# ABOUT THIS EXERCISE
Emit all the data exactly as provided.

# SUPPLIED RECORDS

PR #1101, opened 2024-10-01
Update node bindings

rygine:
# Summary

- Added `getLatestInboxState` to client
- Added installation timestamps to `inboxState`
- Updated `send_optimistic` to return the message ID as a hex string
- Added consent state methods to groups and client
- Updated CHANGELOG and version

### DIFF
--- a/bindings_node/src/groups.rs
+++ b/bindings_node/src/groups.rs
@@ -107,7 +107,7 @@ impl NapiGroup {
 
   /// send a message without immediately publishing to the delivery service.
   #[napi]
-  pub fn send_optimistic(&self, encoded_content: NapiEncodedContent) -> Result<Vec<u8>> {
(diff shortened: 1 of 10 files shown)


bindings_node/src/groups.rs
```diff
@@ -119,7 +121,7 @@ impl NapiGroup {
       .send_message_optimistic(encoded_content.encode_to_vec().as_slice())
       .map_err(ErrorWrapper::from)?;
 
-    Ok(id)
+    Ok(hex::encode(id.clone()))
```
insipx, line 124: maybe not important, but keep in mind that `hex::encode` will return a string without `0x`, it could trip some apps that expect that. `format!("0x{}", hex::encode(id.clone())` could add the `0x`

insipx (approved):

nplasterer (approved):

insipx (approved):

# TASK SOLUTION
PR #1101, opened 2024-10-01
Update node bindings

rygine:
# Summary

- Added `getLatestInboxState` to client
- Added installation timestamps to `inboxState`
- Updated `send_optimistic` to return the message ID as a hex string
- Added consent state methods to groups and client
- Updated CHANGELOG and version

### DIFF
--- a/bindings_node/src/groups.rs
+++ b/bindings_node/src/groups.rs
@@ -107,7 +107,7 @@ impl NapiGroup {
 
   /// send a message without immediately publishing to the delivery service.
   #[napi]
-  pub fn send_optimistic(&self, encoded_content: NapiEncodedContent) -> Result<Vec<u8>> {
(diff shortened: 1 of 10 files shown)


bindings_node/src/groups.rs
```diff
@@ -119,7 +121,7 @@ impl NapiGroup {
       .send_message_optimistic(encoded_content.encode_to_vec().as_slice())
       .map_err(ErrorWrapper::from)?;
 
-    Ok(id)
+    Ok(hex::encode(id.clone()))
```
insipx, line 124: maybe not important, but keep in mind that `hex::encode` will return a string without `0x`, it could trip some apps that expect that. `format!("0x{}", hex::encode(id.clone())` could add the `0x`

insipx (approved):

nplasterer (approved):

insipx (approved):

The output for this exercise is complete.